Ownership and control of trained AI models

Currently, in most instances, the default model for development and use of this type of clinical tool is for a technology developer to gain rights to use population/patient derived data and retaining all rights and control over the resultant model. However, any such model has had vital input not only from the engineers and scientists who have built them, but also from the clinical data on which they were trained—the individual patient’s information and the clinical team’s input in terms of image interpretation and subsequent management.

The ultimate impact that AI technologies will have on society will be profound. Optimal outcomes will only be achieved through mass participation. This will only happen if there is a high level of trust and a belief that this is a fair use of population data. A recent UK government survey10 reaffirms that the NHS enjoys a high level of trust amongst the public for data handling, exceeding that even of banks and friends. This trust is valuable and must be cherished and protected. Participants in screening programmes implicitly consent to the use of data for research, but may not be explicitly aware that data may be used for developing commercial products.

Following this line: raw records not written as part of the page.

PR #964, opened 2019-05-07
CircleCI: Limit max Jest and Flow workers to avoid memory errors

jtreanor:
Recently there have been a significant number of both jest and flow failures on CircleCI. This limits parallelization of both so that memory problems are avoided.

I have run this many times already, and it seems to be working reliably (see [here](https://circleci.com/gh/wordpress-mobile/gutenberg-mobile/tree/circleci-memory-issues)).

Related to https://github.com/facebook/flow/issues/6242

### DIFF
--- a/bin/ci-checks-js.sh
+++ b/bin/ci-checks-js.sh
@@ -14,8 +14,8 @@ if [[ -z "${CHECK_CORRECTNESS}" ]] && [[ -z "${CHECK_TESTS}" ]] ; then
 fi
 
 if [ "$CHECK_CORRECTNESS" = true ] ; then
-  yarn run flow || pFail
-  yarn run lint || pFail
+  yarn flow || pFail
+  yarn lint || pFail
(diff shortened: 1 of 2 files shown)


bin/ci-checks-js.sh
```diff
@@ -14,8 +14,8 @@ if [[ -z "${CHECK_CORRECTNESS}" ]] && [[ -z "${CHECK_TESTS}" ]] ; then
 fi
 
 if [ "$CHECK_CORRECTNESS" = true ] ; then
-  npm run flow || pFail
-  npm run lint || pFail
+  yarn run flow || pFail
```
hypest: What do you think about using the `yarn <script name>` form instead of the `yarn run <script name>` one? The former is the one we typically use in the project.

jtreanor: Makes sense 👍

PR #1292, opened 2019-08-14
Update Aztec version on Android

daniloercoli:
This PR updates the Aztec version used in the Aztec wrapper for Android.
Changes made to Aztec are minimal, and added a couple of methods to keep track of toolbar button pressed, and undo/redo events.  https://github.com/wordpress-mobile/AztecEditor-Android/pull/843

**Note**: Undo/Redo buttons live outside Aztec at the moment of this PR, so we could track tapping on those directly in the host apps, but we've agree to consider those buttons as they were part of the aztec-editor toolbar. We wanted to be "location" agnostic and be ready to move the undo/redo into the toolbar quickly if necessary.

To test:
Use this PR here: https://github.com/wordpress-mobile/WordPress-Android/pull/10389

Update release notes:

- [ x ] If there are user facing changes, I have added an item to `RELEASE-NOTES.txt`.

### DIFF
--- a/react-native-aztec/android/build.gradle
+++ b/react-native-aztec/android/build.gradle
@@ -12,7 +12,7 @@ buildscript {
         wordpressUtilsVersion = '1.22'
         espressoVersion = '3.0.1'
 
-        aztecVersion = 'v1.3.29'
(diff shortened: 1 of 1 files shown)


daniloercoli:
Updated to the tagged version of Aztec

Recently the UK government has published a policy paper “Preparing for the National Data Strategy”.11 This has highlighted some of the issues covered above including data availability and the opportunities that this data offers. At the moment, no mechanism has been proposed to recognise the inherent value of the contribution of health data derived from the population, and this issue is seldom considered.12,13

Provided that absolute safeguards are in place as regards data protection, and so long as the main beneficiaries are their fellow citizens, the overwhelming majority of the population is likely to support the use of their data to improve the healthcare system.

The same government survey10 showed that 79% of respondents agreed they would share data about themselves to develop new medicines or treatments. This is far higher than for any other purpose included in the survey. Widespread public support is less likely if there is the perception, real or otherwise, that the data is being harvested for the advancement of profit for commercial providers or used for purposes that are unexpected.

Perhaps an equitable way for society to maximally benefit from AI technologies is to have a stake in the trained models where population data has been used, as has been done in other parts of the European Union, notably the Netherlands. In particular, the population that contributed data must have access to any improvements that this data enables through whatever system is envisaged.

To maximise the success and potential of the opportunity to enhance medical care and improve clinical outcomes, balanced even handed approaches in true partnership are likely to get the greatest support from the general population, health care systems and AI development teams.

Conclusion

Large-scale well curated clinical datasets, such as could be built with mammographic breast screening data, will be essential to realise the benefits that AI techniques can bring to healthcare. If data remains isolated in hospital systems and is not used for the development of AI systems, everyone will miss out on the potential benefits. To maximise the potential of our data we should invest in building usable national datasets, allowing us scope to direct and lead these developments. However, there is a potential tension between maximising the scientific power of this data and recognising and protecting the contribution of individuals and society, along with the commercial value that their contribution represents. New approaches to addressing this balance are urgently required. If we can achieve this, we all benefit by allowing healthcare AI to flourish.